While there are many things that I loved about this book, I think the best part of me was her reflection on submission. Rachel’s Jewish source explained that the term in Genesis that we translate as “helpmeet” really signifies two pillars leaning on each other with equal weight. Rachel explains that it has always been “Team Dan and Rachel”. She and her husband have never assigned specific roles to their marriage. Whoever does it best gets the job done. Even for a year of submitting, her husband found it uncomfortable that she suddenly acted like less of a person because was a woman. He went through the craziness of this project so that she could succeed. Even in having the “master” card for a year, he only went a long with it so his wife would have  the opportunity to write this book. Their marriage in a partnership and “Team Dan and Rachel” really got this project done together. This really struck a cord for me because I view my marriage as a partnership. Jeremy has always treated me as an equal. Even in his job, he shares fully with me. There is no pulling rank and me being put in my place as the little woman. In every way we are Team Jeremy and Amy. If he succeeds, I succeed and visa versa. This is so stabling and so beautiful. Rachel ends the books by sharing that Dan doesn’t need to make her “respect” him because she already does – just for being himself. It’s a natural respect, not something that is demanded. I feel the same way when it comes to Jeremy. Why would I not respect him? Why should I be made to? I respect him for who he already his – for his character, for all the things that make him unique and so special.

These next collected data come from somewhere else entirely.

PR #191, opened 2026-07-14
fix(electron): hide window on macOS close and flush storage before quit

### LINKED ISSUE #88: DX: handle the macOS window-close convention and flush storage on quit
**Type: dx · Priority: low**

Closing the stream window hard-exits via `streamWindow.on('close', () => process.exit(0))` (TODO at `index.ts:508-511`). On macOS the convention is hide + reopen from dock; `process.exit(0)` also skips graceful teardown (throttled storage writes at `:342-347` may be lost — see the persistence-flush bug).

**Desired** — hide on macOS with dock reopen; flush storage before quit on all platforms.

_Source: feature/DX analysis_

NilsR0711:
## Problem

Closing the stream window hard-exited via `streamWindow.on('close', () => process.exit(0))`:

- On macOS this skips the platform convention: closing the main window should hide it and keep the app running in the dock, reopening on activate (dock icon click).
- `process.exit(0)` bypasses the app's quit sequence entirely, so a pending throttled `stateDoc` write (persisted at most once per second, see the `throttle(..., 1000)` around the storage persist) can still be in-flight and never reaches disk -- recent grid/view changes are silently lost.

## Solution

- Extracted the hide-vs-quit decision into a pure, unit-tested `shouldHideInsteadOfQuit(platform, isQuitting)` helper (`windowCloseBehavior.ts`): hide the window on macOS unless the app is actually quitting; quit on every other platform (and on macOS once quitting has started).
- Wired an app-level `activate` handler to reshow the stream window from the dock, matching the standard Electron single-window pattern.
- Added `flushStorage(db, flushPendingUpdate)` to `storage.ts`: it synchronously forces the pending throttled update to run and then awaits `db.write()`, guaranteeing the latest state is actually on disk before the process exits.
- Hooked the flush into `before-quit` (deferring the real quit with `event.preventDefault()` until the flush settles, guarded by a one-shot flag), so it covers every quit path -- the stream window's close button, Cmd+Q, and the app menu -- not just the single spot the old code handled.

## Testing performed

- `windowCloseBehavior.test.ts`: covers hide-on-macOS-while-running, quit-on-macOS-while-quitting, and quit on Windows/Linux regardless of quitting state.
- `storage.test.ts`: covers forcing a pending throttled update to run before persisting, persisting already-current data, and that `db.data` is actually written to the adapter.
- Full workspace quality gate run locally: `format:check`, `lint`, `typecheck` (all workspaces), `npm test` (all workspaces, 153 tests in the `streamwall` package), and the control-client build -- all green.
- Manual verification of the actual Electron app run wasn't performed in this sandboxed environment (no GUI); behavior is covered by the extracted unit tests plus code review of the Electron API usage (`BrowserWindow.hide()`/`show()`, `app.on('activate'|'before-quit')`, `event.preventDefault()`).

## Risks / breaking changes

None expected. Behavior on Windows/Linux is unchanged (window close still quits the app), except storage is now guaranteed to flush first. On macOS, closing the window no longer quits the app -- this is the desired convention change requested by the issue, but it is a user-visible behavior change worth calling out.

Closes #88

### DIFF
--- a/packages/streamwall/src/main/StreamWindow.ts
+++ b/packages/streamwall/src/main/StreamWindow.ts
@@ -1,5 +1,11 @@
 import assert from 'assert'
-import { BrowserWindow, ipcMain, WebContents, WebContentsView } from 'electron'
+import {
+  BrowserWindow,
+  Event as ElectronEvent,
+  ipcMain,
+  WebContents,
+  WebContentsView,
+} from 'electron'
 import EventEmitter from 'events'
 import intersection from 'lodash/intersection'
 import isEqual from 'lodash/isEqual'
@@ -35,7 +41,7 @@ function getDisplayOptions(stream: StreamData): ContentDisplayOptions {
 
 export interface StreamWindowEventMap {
   load: []
-  close: []
+  close: [ElectronEvent]
   state: [ViewState[]]
   resize: []
 }
@@ -71,7 +77,7 @@ export default class StreamWindow extends EventEmitter<StreamWindowEventMap> {
     })
     win.removeMenu()
     win.loadURL('about:blank')
-    win.on('close', () => this.emit('close'))
+    win.on('close', (event) => this.emit('close', event))
 
     win.once('ready-to-show', () => {
       win.show()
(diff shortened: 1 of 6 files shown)


NilsR0711:
BugBot has not posted a review in the ~13 minutes since the last push, and CI (\`CI OK\`) is fully green. Treating the AI-review requirement as satisfied per the review-not-running fallback.

Filed a follow-up for a related gap noticed while implementing this fix: #193 (ControlWindow close doesn't quit the app; no `window-all-closed` handler). Out of scope for this PR, which is specifically about the stream window's close/quit behavior per #88.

This book made me laugh as Rachel did things in the name of Biblical Womanhood that I have never done. She addressed fears that all women face and the tensions we live in. It was tastefully written and I appreciate how she grew through this process. It wasn’t a joke or a mockery. It was an investigation and I like where she ended up. It’s a book worth reading – both men and women. I am thankful for voices like Rachel’s who bold speak truth. She is a woman of valor and I deeply respect her.